The Coolidge Corner Theatre kicks off a new season of its popular Science on Screen series on Monday, October 3 with a special showing of B-movie maestro Roger Corman’s 1960 horticultural cult classic The Little Shop of Horrors paired with a pre-screening talk on carnivorous plants by Aaron Ellison, Senior Research Fellow in Ecology at Harvard Forest. The program begins at 7:00 pm.

THE LITTLE SHOP OF HORRORS tells the tale of a hapless plant-shop clerk who breeds a new species of plant named Audrey Junior that not only talks, but also needs a special kind of food to survive: human beings.  Famous for having the shortest shooting schedule on record – two days and a night – this hilarious black comedy helped establish director Corman as an underground legend.  Starring Jonathan Haze, Mel Welles, and Jackie Joseph, the film also features an iconic cameo by a young Jack Nicholson as a gleefully masochistic dental patient.

Unlike Audrey Junior, carnivorous plants in nature don’t actually devour people – or bellow “Feed Me!” But because these plants grow in habitats where soil nutrients are in short supply, they must rely on animal prey for sustenance.  They catch their dinner using a variety of strategies, from snapping their leaves shut on unsuspecting insects to snagging snacks with sticky tentacles to sucking in their prey like a vacuum cleaner. 

Before the film, Dr. Ellison sheds light on the curious world of carnivorous plants and on how these fabulously complex plants can further our understanding of how a complete, functioning natural ecosystem works.

At Harvard Forest, Harvard University’s 3,500-acre outdoor classroom and ecological research laboratory in Petersham, Mass., Dr. Ellison studies the evolutionary ecology of carnivorous plants, food web dynamics and community ecology of wetlands and forests, and other phenomena.  He has received the National Science Foundation’s Presidential Faculty Fellow award for excellence in research and teaching.
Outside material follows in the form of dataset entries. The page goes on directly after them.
Issue #2527, opened 2025-08-26
Python wheel release incomplete


chaokunyang:
### Search before asking

- [x] I had searched in the [issues](https://github.com/apache/fory/issues) and found no similar issues.

### Version

main

### Component(s)

Python

### Minimal reproduce step

git push apache v0.12.1-a4

### What did you expect to see?

Release 30 wheels  like https://test.pypi.org/manage/project/pyfory/release/0.12.0a2/ :
<img width="870" height="1862" alt="image" src="https://github.com/user-attachments/assets/8201cef9-3279-4812-adc2-640876fedba3" />
 

### What did you see instead?

The release is not right still:

https://test.pypi.org/manage/project/pyfory/release/0.12.1a3/
<img width="1896" height="1630" alt="image" src="https://github.com/user-attachments/assets/426e148a-4bb2-44b6-84f2-0dbf8d19aa8d" />

Lots of wheels are missed, it should have 30 wheel files, but we only uploaded 10 wheels.

The current released macos wheels are incomplete too:

<img width="1730" height="142" alt="image" src="https://github.com/user-attachments/assets/4a22aebf-4cac-4ec6-8afa-9815c023f5b1" />

it can only install pyfory==0.12.0a2:
<img width="2754" height="224" alt="image" src="https://github.com/user-attachments/assets/4c96a7db-73ad-441a-b3b1-fe62a1e681e6" />

We should upload wheels like https://test.pypi.org/manage/project/pyfory/release/0.12.0a2/ :
<img width="870" height="1862" alt="image" src="https://github.com/user-attachments/assets/8201cef9-3279-4812-adc2-640876fedba3" />

### Anything Else?
#2520
#2521
#2522
### Are you willing to submit a PR?

- [ ] I'm willing to submit a PR!

chaokunyang:
@esafak maybe we need to compare current release pipeline with https://github.com/apache/fory/tree/v0.12.0 and cherry-pick missed features

esafak:
The problem is that I can't test the release workflows. Just testing GHA in general is very difficult. That's why I use dagger pipelines in my own code; I can run them locally. Anyway, I have a new PR that should improve things.

PR #2532, opened 2025-08-26
fix(ci): Use ref_name tag in Windows, name release runs, verify wheel versions, use all python versions for release

esafak:
## Why?

The Python release pipeline is broken:
* Windows wheels do not use the ref tag (pyfory-0.12.1-cp39-cp39-win_amd64.whl vs pyfory-0.12.1a3-cp310-cp310-macosx_15_0_universal2.whl)
* Linux does not release wheels for the full set of Python versions.

## What does this PR do?

* Introduce `ci/tasks/python_container_build_script.sh` for containerized wheel builds.
* Update `ci/build_linux_wheels.py` to use the new container script and define Python versions.
* Enhance `ci/deploy.sh` to force wheel version on Windows.
* Add version verification logic to `.github/workflows/build-native-pr.yml`.
* Update GitHub Actions workflows (`release-python.yaml`, `build-native-release.yml`, `build-containerized-release.yml`, `build-native-pr.yml`) for consistency and artifact naming.
* Refactor `ci/build_linux_wheels.py` to pass `GITHUB_REF_NAME` to Docker for version verification.

## Related issues

#2527

### DIFF
--- a/ci/tasks/python_container_build_script.sh
+++ b/ci/tasks/python_container_build_script.sh
@@ -33,7 +33,8 @@ verify_version() {
     # Check if GITHUB_REF_NAME is available and use it for verification
     if [ -n "$GITHUB_REF_NAME" ]; then
         # Strip leading 'v' if present
-        local expected_version="${GITHUB_REF_NAME#v}"
+        local expected_version
+        expected_version="$(ci/deploy.sh parse_py_version $GITHUB_REF_NAME)"
         echo "Expected version: $expected_version"
 
         if [ "$installed_version" != "$expected_version" ]; then


ci/deploy.sh
```diff
@@ -85,6 +85,21 @@ build_pyfory() {
     else
       $PYTHON_CMD setup.py bdist_wheel --dist-dir="$ROOT/dist"
     fi
+  elif [[ "$OSTYPE" == "msys" || "$OSTYPE" == "win32" ]]; then
+
+    if [ -n "$GITHUB_REF_NAME" ]; then
+      # Strip leading 'v' if present
+      version="${GITHUB_REF_NAME#v}"
```
chaokunyang: This may not generate right verson, the release.py have special handle for version, which change `0.12.1-rc1` to `0.12.1rc1`:
```python
def _update_python_version(lines, v: str):
    for index, line in enumerate(lines):
        if "__version__ = " in line:
            v = v.replace("-alpha", "a")
            v = v.replace("-beta", "b")
            v = v.replace("-rc", "rc")
            lines[index] = f'__version__ = "{v}"\n'
            break
```

ci/deploy.sh
```diff
@@ -85,6 +85,21 @@ build_pyfory() {
...
+      echo "Using version from GITHUB_REF_NAME: $version"
+
+      # Windows tends to drop alpha/beta markers - force it through setup.cfg
```
chaokunyang: We don;t have this for v0.12.0, but hte released wheels for windows are right:
image

https://test.pypi.org/project/pyfory/0.12.0a2/#files

The version are read from :
```
[tool.setuptools.dynamic]
version = {attr = "pyfory.__version__"}
```

And it's set in `ci/release.py`:

```python
def _update_python_version(lines, v: str):
    for index, line in enumerate(lines):
        if "__version__ = " in line:
            v = v.replace("-alpha", "a")
            v = v.replace("-beta", "b")
            v = v.replace("-rc", "rc")
            lines[index] = f'__version__ = "{v}"\n'
            break
```

Could you check whether you set this version right?

esafak: If you look at [the windows artifacts being uploaded recently](https://github.com/apache/fory/actions/runs/17227356645/job/48874547955#annotation:4:142), you'll see the version is incorrect.

ci/deploy.sh
esafak: I can't call python in bash, so I'll implement this function in it.

chaokunyang: `version="${version//-alpha/a}" && version="${version//-beta/b}" && version="${version//-rc/rc}"` this should work

ci/deploy.sh
chaokunyang: I compared the release yaml with v0.12.0.  v0.12.0 didn't pass `tag` to `ci/deploy.sh bump_py_version`.

`bump_py_version` strip `v` from tag. 

```bash
bump_py_version() {
  local version="$1"
  if [ -z "$version" ]; then
    # Get the latest tag from the current Git repository
    version=$(git describe --tags --abbrev=0)
    # Check if the tag starts with 'v' and strip it
    if [[ $version == v* ]]; then
      version="${version:1}"
    fi
  fi
  python "$ROOT/ci/release.py" bump_version -l python -version "$version"
}
```

If you pass tag explicitly, yo uneed top update the script:
```bash
bump_py_version() {
  local version="$1"
  if [ -z "$version" ]; then
    # Get the latest tag from the current Git repository
    version=$(git describe --tags --abbrev=0)
  fi
  # Check if the tag starts with 'v' and strip it
  if [[ $version == v* ]]; then
    version="${version:1}"
  fi
  python "$ROOT/ci/release.py" bump_version -l python -version "$version"
}
```

ci/deploy.sh
```diff
@@ -88,8 +88,10 @@ build_pyfory() {
   elif [[ "$OSTYPE" == "msys" || "$OSTYPE" == "win32" ]]; then
 
     if [ -n "$GITHUB_REF_NAME" ]; then
-      # Strip leading 'v' if present
       version="${GITHUB_REF_NAME#v}"
+      version="${version//-alpha/a}"
```
chaokunyang: How about refactoring `bump_py_version` into two functions, one is `get_py_version`, another is `bump_py_version`, which just invoke `python "$ROOT/ci/release.py" bump_version -l python -version $(get_py_version)`, then we can use `get_py_version` here

ci/deploy.sh
esafak: OK, I'll do that. [The current run](https://github.com/apache/fory/actions/runs/17255959530) created the wheel `pyfory-0.13.0.dev0-cp38-cp38-win_amd64.whl`. Is that right?

ci/deploy.sh
esafak: I don't see how; it is already called `bump_py_version`. shall we do that in another pr?

.github/workflows/build-native-release.yml
```diff
@@ -45,13 +45,25 @@ jobs:
...
         run: |
           python -m pip install --upgrade pip
           pip install dist/*.whl
-          python -c "import pyfory; print(pyfory.__version__)"
-      - name: Upload artifacts
+          INSTALLED_VERSION=$(python -c "import pyfory; print(pyfory.__version__)")
+          echo "Installed version: $INSTALLED_VERSION"
+          # Verify version matches the tag (strip leading 'v' if present)
+          EXPECTED_VERSION="${{ github.ref_name }}"
+          EXPECTED_VERSION=${EXPECTED_VERSION#v}
```
chaokunyang, line 59: this version seems not right either, maybe need same logic to replace `-alpha/beta/rc`?

ci/deploy.sh
chaokunyang: It's right

ci/deploy.sh
chaokunyang: Maybe like:
```bash
parse_py_version() {
  local version="$1"
  if [ -z "$version" ]; then
    # Get the latest tag from the current Git repository
    version=$(git describe --tags --abbrev=0)
  fi
  # Check if the tag starts with 'v' and strip it
  if [[ $version == v* ]]; then
    version="${version:1}"
  fi
  version="${version//-alpha/a}"
  version="${version//-beta/b}"
  version="${version//-rc/rc}"
  echo "$version"
}

bump_py_version() {
  local version
  version=$(parse_py_version "$1")
  python "$ROOT/ci/release.py" bump_version -l python -version "$version"
}
```

chaokunyang: then you can use `parse_py_version` in anypalce where you verify version

ci/tasks/python_container_build_script.sh
```diff
@@ -0,0 +1,86 @@
...
+# Function to verify the installed version against expected version
+verify_version() {
+    local installed_version=$1
+
+    echo "Installed version: $installed_version"
+
+    # Check if GITHUB_REF_NAME is available and use it for verification
+    if [ -n "$GITHUB_REF_NAME" ]; then
+        # Strip leading 'v' if present
+        local expected_version="${GITHUB_REF_NAME#v}"
```
chaokunyang: Do we need to invoke `parse_py_version` here?

chaokunyang: And maybe we can create another PR with name `v0.12.1-rc1` just for trigger this logic to ensure everything just works.

esafak: do you expect it to match `pyfory.__version__`?

chaokunyang: Yes, it should be the same version

chaokunyang (approved):

chaokunyang:
@esafak 
https://github.com/apache/fory/actions/runs/17257151658/job/48971290720
image

wheel version on windows still wrong, seems version bump is not executed:

image

chaokunyang:
Let me add `shell: bash` and try it again

esafak:
I don't think that's it; it ran. It did not pick up the version from setup.cfg. Do you know why it did not pick up the bumped version in the first place?

chaokunyang:
I set `bash` nad the build succed for windows: https://github.com/apache/fory/actions/runs/17257282611/job/48971637490

image

image


But linux wheel build failed:
https://github.com/apache/fory/actions/runs/17257282639
image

Science on Screen is co-presented by The Museum of Science, Boston and made possible by a grant from the Alfred P. Sloan Foundation.  Tickets are $9.75 general admission, $7.75 for students, seniors, and Museum of Science members, and free for Coolidge Corner Theatre members.  For more information and to purchase tickets online, visit www.coolidge.org/science.  Tickets are also available at the Coolidge Corner Theatre box office, located at 290 Harvard Street in Brookline.  Phone: 617/734-2500.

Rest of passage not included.